◆ **Input data**

Issue #465, opened 2026-05-12
Meetily v0.3.0 crashes silently on pre-Haswell CPUs (no AVX2) — ORT session in audio pipeline fails regardless of transcription engine


Dario-EDP:
# Meetily v0.3.0 crashes silently on pre-Haswell CPUs (no AVX2) — ORT session in the audio pipeline fails regardless of transcription engine selected

## Summary

On Windows machines whose CPU does not support AVX2 (e.g. Intel Ivy Bridge / pre-2013 Xeon E5 v2 / older AMD), Meetily v0.3.0 closes silently the moment the user clicks **Record** or **Import audio**. The UI shows no error, no Windows dialog, no zombie process. The crash is a native `STATUS_ILLEGAL_INSTRUCTION` (0xC000001D) thrown inside ONNX Runtime's threadpool initialization, **before any inference runs**.

Critically, the crash also happens **when Whisper is selected as the transcription engine**, because the audio pipeline unconditionally instantiates a Silero VAD session (which loads ONNX Runtime under the hood) at the start of every recording. So switching engines from Parakeet to Whisper does not avoid the crash.

This is consistent with the symptoms described in #318 and #415.

## Environment

- **OS**: Windows 10 Pro x64 (10.0.19045.6466)
- **CPU**: Intel Core i7-3770 @ 3.40 GHz (Ivy Bridge, 2012) — SSE4.2, AVX. **No AVX2, no AVX-512.**
- **GPU**: NVIDIA GeForce GTX 1050 Ti, 4 GB VRAM (CUDA + DirectCompute + Vulkan capable)
- **RAM**: 16 GB
- **Meetily**: v0.3.0 per-user install at `%LOCALAPPDATA%\meetily\meetily.exe`

## Reproduction

1. Install Meetily v0.3.0 on a Windows x64 box without AVX2.
2. Complete onboarding, select any model (both Parakeet and Whisper reproduce).
3. Click **Record** (or **Import audio**).
4. The window closes instantly. No error in UI.

## Root cause

ONNX Runtime ≥ 1.18 for Windows x64 (the version pulled in by `ort = "2.0.0-rc.10"`) is built with AVX2 as the CPU baseline. The threadpool init in `Microsoft.ML.OnnxRuntime.dll` executes AVX2 instructions unconditionally during `Session` construction, *before* any execution provider runs. Pre-Haswell CPUs raise an illegal-instruction exception and Windows kills the process.

[...]

PR #767, opened 2026-09-05
fix(windows): load compatible ONNX Runtime dynamically

safvanatzack:
## Summary

This PR prevents Windows from terminating Meetily with `0xC000001D` when ONNX Runtime initializes on CPUs without AVX2 support. It replaces the transitive x86-64-v3 runtime with a pinned Microsoft ONNX Runtime 1.22 Windows x64 package, initializes that runtime once during Tauri startup, and makes Record startup failures recover cleanly instead of leaving partial meeting data or showing an audio-device error.

Addresses #465.

## Problem

Record and Import both construct the ONNX-backed VAD pipeline, regardless of the selected transcription provider. The runtime previously supplied through the Rust dependency was built for x86-64-v3, so session construction could execute AVX2 instructions before Rust received an error. On pre-Haswell Windows systems this caused an uncatchable illegal-instruction fault and silently closed the application.

There were also two failure-path problems around runtime initialization:

- Recording persistence started before VAD construction, so a failed start could leave a meeting marked as `recording`.
- Record surfaced VAD/runtime initialization failures through the generic device-error path, sending users toward microphone settings that could not solve the problem.

### Use one verified Windows runtime

- Enable dynamic ONNX Runtime loading and resolve the packaged DLL from the Tauri resource directory during application setup.
- Download the official Microsoft ONNX Runtime 1.22 Windows x64 archive at build time using a fixed HTTPS URL, expected byte length, and SHA-256 digest.
- Bound the download before writing beyond the pinned archive size, then verify the archive once before extraction.
- Extract only `onnxruntime.dll`, `onnxruntime_providers_shared.dll`, and the license.
- Accept a staged runtime only when it contains exactly those three direct regular files with their pinned sizes and SHA-256 digests.
- Reject symbolic links, Windows reparse points, directories, special files, and undeclared cache entries before following or packaging them.

### Package consistently on Windows

- Add the verified runtime directory to Windows Tauri resources.
- Run the same validator for every Windows build path.
- Cache the staged runtime in GitHub Actions using the target triple and validator source as the cache key.
- Keep non-Windows packaging unchanged.

### Make Record startup transactional

- Create the recording channel before pipeline startup, but start the saver only after VAD construction succeeds.
- On VAD/runtime failure, stop recording state and drop the unused receiver without creating a meeting folder, metadata, checkpoints, or a saver task.
- Preserve normal recording metadata, device names, checkpoint behavior, stream startup ordering, and successful finalization.

### Preserve the error boundary

- Classify only pipeline/VAD construction failures as transcription-runtime initialization failures; device and stream failures keep their existing behavior.
- Emit the existing structured `transcription-error` event and return a stable rejection code to the frontend.
- Show one recovery toast across main Record, sidebar, navigation auto-start, and tray-triggered starts.
- Suppress the misleading device alert only for this runtime error; all other start errors are unchanged.
- Leave Import and retranscription error contracts unchanged.

## Runtime flow

1. The Windows build validates or stages the pinned runtime.
2. Tauri packages the verified files as application resources.
3. Application setup initializes ONNX Runtime from the packaged DLL once.
4. VAD and Parakeet sessions use that shared initialization path.
5. If pipeline construction still fails, Record rolls back cleanly and reports a transcription-runtime error.

## Verification

Automated and build-time checks completed:

- `cargo check -p meetily --target x86_64-pc-windows-msvc`
- `cargo test -p meetily audio::vad::tests::test_vad_continuous_processor_state_across_chunks -- --exact`
- `pnpm build`
- Bounded-copy checks for short, exact-size, and overlong responses.
- Validator checks for undeclared nested content, a Windows junction, and a symlinked expected DLL.
- CPU-only MSI and NSIS packages built and inspected: both contained exactly the three pinned runtime resources with matching sizes and SHA-256 digests and no reparse entries.

Manual smoke testing:

- Built the application with the Windows GPU build script and exercised the application on the current development machine; no issues were observed.

## Manual testing

 - Non-AVX2 Windows: Install each package; Record and Import succeed with no crash or Event Viewer 0xC000001D.
 - Working Windows device: Whisper Record and Parakeet Import succeed; audio and transcripts persist.
 - Tray: Start and stop recording; tray returns to Start Recording.
 - Broken DLL: Remove/rename onnxruntime.dll; app still launches, Record shows restart/reinstall guidance, no device alert or STOPPING state, and tray resets.
 - Restore the DLL, fully restart Meetily, and confirm recording succeeds.

## Reviewer focus

- Build/package trust boundary: exact runtime membership, bounded download, and link/reparse rejection.
- Initialization invariant: one shared runtime is initialized before any VAD or Parakeet session.
- Recording invariant: no persistence begins until VAD construction succeeds.
- UX invariant: only runtime initialization failures bypass the device-error presentation.


athulchandroth:
# PR #767 — prioritized review

Reviewed head `0de4f7f9501179aedc6957fea1cc8237e394074f` against `devtest` at `f82a9b28c021a5b1dddec7bb0c8b2cf8de4d95b6`.

**No P0 found. One NEW P1 and one NEW P2; two PRE-EXISTING P1s and one PRE-EXISTING P2.** Pre-existing saver issues were neither introduced nor demonstrably amplified by this PR.

## P1 — should fix

1. **[NEW] A DLL-loading failure crashes application setup.** [frontend/src-tauri/src/lib.rs:426–428](https://github.com/Zackriya-Solutions/meetily/blob/0de4f7f9501179aedc6957fea1cc8237e394074f/frontend/src-tauri/src/lib.rs#L426-L428) matches an `ort` Result, but pinned ort rc.10 panics when its library cannot load. A missing/quarantined/invalid DLL or unloadable dependency bypasses the Err handler and prevents the repair toast from being reached. Reproduced with the exact dependency in a macOS probe; Windows setup consequence traced from code. Use a fallible loader or verified unwind boundary, retain an unavailable state, and gate subsequent speech calls.

2. **[PRE-EXISTING] Auto-save can silently discard an entire recording.** [frontend/src-tauri/src/audio/recording_saver.rs:152–157](https://github.com/Zackriya-Solutions/meetily/blob/0de4f7f9501179aedc6957fea1cc8237e394074f/frontend/src-tauri/src/audio/recording_saver.rs#L152-L157) logs failure to create the saver and proceeds. With auto-save enabled and an unwritable/unavailable folder, incoming audio is discarded; stop treats the missing saver as disabled auto-save. Fail startup visibly on storage initialization errors.

3. **[PRE-EXISTING] Final save failures appear to complete successfully.** [frontend/src-tauri/src/audio/recording_manager.rs:400–407](https://github.com/Zackriya-Solutions/meetily/blob/0de4f7f9501179aedc6957fea1cc8237e394074f/frontend/src-tauri/src/audio/recording_manager.rs#L400-L407) swallows finalization/transcript-write errors and returns success. A disk or filesystem failure can leave no final audio while the user gets no recovery guidance. Propagate failure separately from cleanup.

## P2 — worth addressing

4. **[NEW] Incremental packaging can skip validation of added stage files.** [frontend/src-tauri/build/onnxruntime.rs:58–62](https://github.com/Zackriya-Solutions/meetily/blob/0de4f7f9501179aedc6957fea1cc8237e394074f/frontend/src-tauri/build/onnxruntime.rs#L58-L62) omits directory change tracking; Tauri tracks existing files individually. Adding a fourth stage file can leave Cargo fresh while recursive packaging includes it. Add a directory rerun directive and/or explicitly enumerate the three bundle resources. Cargo scheduling mechanism reproduced; Windows installer inclusion inferred from pinned resource traversal.

5. **[PRE-EXISTING] Stopping can discard queued ending audio.** [frontend/src-tauri/src/audio/recording_saver.rs:359–365](https://github.com/Zackriya-Solutions/meetily/blob/0de4f7f9501179aedc6957fea1cc8237e394074f/frontend/src-tauri/src/audio/recording_saver.rs#L359-L365) clears the saver flag before its receive queue drains. If checkpoint writing falls behind, the next receive exits and drops remaining chunks. Close producers, drain, and await the saver task. Static timing-dependent finding, not hardware reproduced.

### Architecture Health

| Check | Status | Notes |
|-------|--------|-------|
| No circular dependencies | Fail | Two pre-existing source-module relationships exist: recording_commands/common and recording_saver/audio_processing. Neither demonstrates a runtime defect; no new cycle found. The scoped runtime-crate graph is acyclic. |
| Clean layer boundaries | Pass | Build staging, recording orchestration, and IPC translation remain separated in inspected scope. |
| No god modules | Pass | Existing large recording files and elevated churn warrant attention, but no concrete god-module failure was found; not a whole-repository certification. |
| Consistent patterns | Fail | Most conventions match; dynamic-loader panic assumptions and omitted stage-directory tracking are the two new exceptions. |
| Scalable structure | Pass | Single-user workload; custom download is streamed and size-bounded, hashing uses 64 KiB, staged artifacts total 12,441,238 bytes. No new scale failure shown. |
| Accessibility | Not assessed | No accessibility interaction audit performed. |
| Localization readiness | Not assessed | Localization was not assessed. |
| Concurrency safety | Not assessed | No comprehensive concurrency audit; the pre-existing saver-drain issue is described above. |
| Performance efficiency | Not assessed | No performance benchmarks; bounded build-resource usage was inspected. |
| Platform conventions | Fail | Conditional Windows startup panic remains. Workflow target/cache configuration and resource mapping are consistent; no Windows execution performed. |

---

### Strengths

- Returned VAD errors now propagate before recording sender publication, saver startup, or capture; manager state is rolled back consistently in both start commands.
- Windows feature unification gives Silero and Parakeet the same pinned ort runtime instead of introducing conflicting versions.
- Archive and per-file digests/sizes match the downloaded official artifact; validation rejects undeclared entries, directories, and symlinks when it runs.
- Cache keys track runtime staging metadata and target; the bundle mapping retains templates and existing sidecars.
- Frontend error-code handling matches raw IPC rejection values across all three start paths and retains a visible repair toast.

---

## Verification and limits

- Four tests against the unchanged actual validator source passed, including real archive/member hashes, bounded download copying, extra-entry rejection, and Unix symlink rejection.
- Application-source TypeScript checking passed using existing installed dependencies. Full TypeScript checking failed on five existing missing `bun:test` declarations.
- Native VAD test was attempted but never executed: cidre's Xcode dependency build failed under sandbox filesystem restrictions.
- No Windows installer, physical non-AVX2, Windows junction, or full desktop UI test was run. MSI and NSIS Record+Import tests on physical non-AVX2 hardware remain the release gate.
- Exact official DLL imports require Visual C++ runtime components, consistent with [official ONNX Runtime requirements](https://onnxruntime.ai/docs/install/#requirements). Missing redist is a deployment check, not a confirmed new regression: baseline binary dependency comparison is still needed.
- Review only; no source changes were made.

athulchandroth:
Fresh review of PR #767 at `a5d81f3`: **no confirmed newly introduced defects**. Four pre-existing issues remain in the recording lifecycle.

**P1 — Recording starts even when audio saving fails to initialize**  
[`recording_saver.rs:152`](https://github.com/Zackriya-Solutions/meetily/blob/a5d81f3a715fc1dcc966706b0719dd9e6b43fbd3/frontend/src-tauri/src/audio/recording_saver.rs#L152)  
If the recordings directory is unavailable or unwritable, initialization only logs the failure. Capture continues, incoming audio is discarded, and stopping treats the missing saver as disabled auto-save. Propagate initialization failure before capture starts, or explicitly offer transcript-only recording.

**P1 — Stopping can discard queued audio**  
[`recording_saver.rs:360`](https://github.com/Zackriya-Solutions/meetily/blob/a5d81f3a715fc1dcc966706b0719dd9e6b43fbd3/frontend/src-tauri/src/audio/recording_saver.rs#L360)  
When checkpoint encoding is slow, audio can remain queued after the pipeline stops. Clearing `is_saving` makes the consumer exit before draining that queue, so finalization can succeed with the recording tail missing. Retain and await the saver task before finalizing.

**P1 — Final save failures are hidden**  
[`recording_manager.rs:400`](https://github.com/Zackriya-Solutions/meetily/blob/a5d81f3a715fc1dcc966706b0719dd9e6b43fbd3/frontend/src-tauri/src/audio/recording_manager.rs#L400)  
Audio, transcript, or metadata write failures are logged, but `save_recording_only` returns success. Shutdown then reports successful saving without explaining that the export failed. Preserve cleanup while surfacing the save error and available checkpoint recovery.

**P2 — Fatal transcription errors leave capture running**  
[`RecordingControls.tsx:292`](https://github.com/Zackriya-Solutions/meetily/blob/a5d81f3a715fc1dcc966706b0719dd9e6b43fbd3/frontend/src/components/RecordingControls.tsx#L292), [`useRecordingStop.ts:144`](https://github.com/Zackriya-Solutions/meetily/blob/a5d81f3a715fc1dcc966706b0719dd9e6b43fbd3/frontend/src/hooks/useRecordingStop.ts#L144)  
A transcription worker initialization failure invokes post-stop processing without calling the native stop command. Capture continues without transcription. Stop controls return, so manual recovery remains possible. Route fatal errors through native shutdown before post-stop processing.

**Validation:** 17 frontend tests, 7 build-helper checks, and app-source TypeScript checking passed. The official runtime archive and packaged files matched all pinned sizes and checksums. Windows installer execution, affected CPU testing, and a full Rust application build remain unverified.

safvanatzack:
Thanks @athulchandroth for the fresh review. We verified all four findings against `a5d81f3` and the `devtest` history; the attribution is correct: they are pre-existing and were not introduced or amplified by PR #767.

We have captured the follow-up work with full reproduction context and acceptance criteria:

- #781 — recording saver initialization failure, queued-audio drain, and hidden final-save failures
- #782 — fatal transcription worker initialization can enter frontend post-stop processing without first stopping native capture

We’ll keep PR #767 scoped to the ONNX runtime compatibility and recovery changes and address these recording-lifecycle issues separately.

◆ **Task prompt**
Output exactly one stretch of the listing: from the line containing "- Frontend error-code" through the line containing "fails to initialize**", both end lines included.

◆ **Result of this task**
- Frontend error-code handling matches raw IPC rejection values across all three start paths and retains a visible repair toast.

---

## Verification and limits

- Four tests against the unchanged actual validator source passed, including real archive/member hashes, bounded download copying, extra-entry rejection, and Unix symlink rejection.
- Application-source TypeScript checking passed using existing installed dependencies. Full TypeScript checking failed on five existing missing `bun:test` declarations.
- Native VAD test was attempted but never executed: cidre's Xcode dependency build failed under sandbox filesystem restrictions.
- No Windows installer, physical non-AVX2, Windows junction, or full desktop UI test was run. MSI and NSIS Record+Import tests on physical non-AVX2 hardware remain the release gate.
- Exact official DLL imports require Visual C++ runtime components, consistent with [official ONNX Runtime requirements](https://onnxruntime.ai/docs/install/#requirements). Missing redist is a deployment check, not a confirmed new regression: baseline binary dependency comparison is still needed.
- Review only; no source changes were made.

athulchandroth:
Fresh review of PR #767 at `a5d81f3`: **no confirmed newly introduced defects**. Four pre-existing issues remain in the recording lifecycle.

**P1 — Recording starts even when audio saving fails to initialize**  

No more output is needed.